EXERCISE GOAL:
An exact copy of each record is required.

Dataset entries:
───

PR #2529, opened 2018-09-23
Annotate KickStringWriter with @ChannelHandler.Shareable

NayXegp:
Annotate KickStringWriter with the annotation @ChannelHandler.Shareable to use the same instance for all channels.


md-5:
Whilst I can see what this does, a commit message / description longer than 2 words would be helpful for others reviewing the changelogs etc

NayXegp:
I modified, is it ok ?

Mystiflow:
Just got the redundant import in one file.

md-5:
Thanks

Issue #2554, opened 2018-11-25
BungeeCord crasher


xBlackInkk:
Hey!

I and my friend found an exploit what can crash / lag BungeeCord server

`public static void runCrasher(final String ip, final int port, final int amount) {
    for (int i = 0; i < amount; ++i) {
        new Thread() {
            @Override
            public void run() {
                try {
                    sendPackets(ip, port);
                }
                catch (Exception ex) {}
            }
        }.start();
    }
}

protected static void sendPackets(final String host, final int port) throws IOException {
    final Socket s = new Socket(host, port);
    final DataOutputStream out = new DataOutputStream(s.getOutputStream());
    final ByteArrayOutputStream stream = new ByteArrayOutputStream();
    stream.write(0);
    stream.write(3);
    stream.write(0);
    stream.write(0);
    stream.write(0);
    for (int i = 0; i < 500; ++i) {
        out.write(stream.size());
        out.write(stream.toByteArray());
    }
}`
Please fix it :(

hugmanrique:
That's a DOS attack and is considered a crime in most countries. Servers should have basic firewall rules in place to prevent this kind of attacks.

md-5:
Doesn't crash my bungee

MrAndeos:
Here is some more code that can produce pretty big lag or even crush my bungee, found somewhere on the internet:

```
    public static void pingThreadCrasher(final String ip, final int port, int amount) {
        for (int i = 0; i < amount; ++i) {
            new Thread(){

                @Override
                public void run() {
                    try {
                        PingCrasher.ping(ip, port);
                    }
                    catch (Exception exception) {
                        // empty catch block
                    }
                }
            }.start();
        }
    }

    public static void ping(String ip, int port) throws IOException {
        Socket s = new Socket(ip, port);
        DataOutputStream out = new DataOutputStream(s.getOutputStream());
        out.write(15);
        out.write(0);
        out.write(47);
        out.write(9);
        out.writeBytes("localhost");
        out.write(99);
        out.write(224);
        out.write(1);
        for (int i = 0; i < 1900; ++i) {
            out.write(1);
            out.write(0);
        }
    }
```

md-5:
Again, no effect on my bungee.

Not sure what its meant to prove aside from "opening a million connections at once may be too much for a weak server".

That's not a bungee bug/exploit, that's life on the internet and happens with all sorts of things.

[...]

PR #2556, opened 2018-12-02
Drop HTTP requests immediately

xxDark:
Do not allow any http requests on server ports


md-5:
No, this makes no sense.

Lets say hypothetically this was a bug, then you could trigger it by sending something that was not HTTP and this code would do nothing

md-5:
Furthermore Bungee is already dropping such requests immediately - https://github.com/SpigotMC/BungeeCord/issues/2554#issuecomment-443501799

This code does absolutely nothing I can see (aside from making bungee waste CPU on HTTP decoding)

PR #2560, opened 2018-12-07
Update CommandServer.java

ZeProf2Code:


md-5:
Yeah uh that's now what I meant.

It's new TextComponent( part that should be replaced by legacy text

───

OUTPUT OF THE TASK:
PR #2529, opened 2018-09-23
Annotate KickStringWriter with @ChannelHandler.Shareable

NayXegp:
Annotate KickStringWriter with the annotation @ChannelHandler.Shareable to use the same instance for all channels.


md-5:
Whilst I can see what this does, a commit message / description longer than 2 words would be helpful for others reviewing the changelogs etc

NayXegp:
I modified, is it ok ?

Mystiflow:
Just got the redundant import in one file.

md-5:
Thanks

Issue #2554, opened 2018-11-25
BungeeCord crasher


xBlackInkk:
Hey!

I and my friend found an exploit what can crash / lag BungeeCord server

`public static void runCrasher(final String ip, final int port, final int amount) {
    for (int i = 0; i < amount; ++i) {
        new Thread() {
            @Override
            public void run() {
                try {
                    sendPackets(ip, port);
                }
                catch (Exception ex) {}
            }
        }.start();
    }
}

protected static void sendPackets(final String host, final int port) throws IOException {
    final Socket s = new Socket(host, port);
    final DataOutputStream out = new DataOutputStream(s.getOutputStream());
    final ByteArrayOutputStream stream = new ByteArrayOutputStream();
    stream.write(0);
    stream.write(3);
    stream.write(0);
    stream.write(0);
    stream.write(0);
    for (int i = 0; i < 500; ++i) {
        out.write(stream.size());
        out.write(stream.toByteArray());
    }
}`
Please fix it :(

hugmanrique:
That's a DOS attack and is considered a crime in most countries. Servers should have basic firewall rules in place to prevent this kind of attacks.

md-5:
Doesn't crash my bungee

MrAndeos:
Here is some more code that can produce pretty big lag or even crush my bungee, found somewhere on the internet:

```
    public static void pingThreadCrasher(final String ip, final int port, int amount) {
        for (int i = 0; i < amount; ++i) {
            new Thread(){

                @Override
                public void run() {
                    try {
                        PingCrasher.ping(ip, port);
                    }
                    catch (Exception exception) {
                        // empty catch block
                    }
                }
            }.start();
        }
    }

    public static void ping(String ip, int port) throws IOException {
        Socket s = new Socket(ip, port);
        DataOutputStream out = new DataOutputStream(s.getOutputStream());
        out.write(15);
        out.write(0);
        out.write(47);
        out.write(9);
        out.writeBytes("localhost");
        out.write(99);
        out.write(224);
        out.write(1);
        for (int i = 0; i < 1900; ++i) {
            out.write(1);
            out.write(0);
        }
    }
```

md-5:
Again, no effect on my bungee.

Not sure what its meant to prove aside from "opening a million connections at once may be too much for a weak server".

That's not a bungee bug/exploit, that's life on the internet and happens with all sorts of things.

[...]

PR #2556, opened 2018-12-02
Drop HTTP requests immediately

xxDark:
Do not allow any http requests on server ports


md-5:
No, this makes no sense.

Lets say hypothetically this was a bug, then you could trigger it by sending something that was not HTTP and this code would do nothing

md-5:
Furthermore Bungee is already dropping such requests immediately - https://github.com/SpigotMC/BungeeCord/issues/2554#issuecomment-443501799

This code does absolutely nothing I can see (aside from making bungee waste CPU on HTTP decoding)

PR #2560, opened 2018-12-07
Update CommandServer.java

ZeProf2Code:


md-5:
Yeah uh that's now what I meant.

It's new TextComponent( part that should be replaced by legacy text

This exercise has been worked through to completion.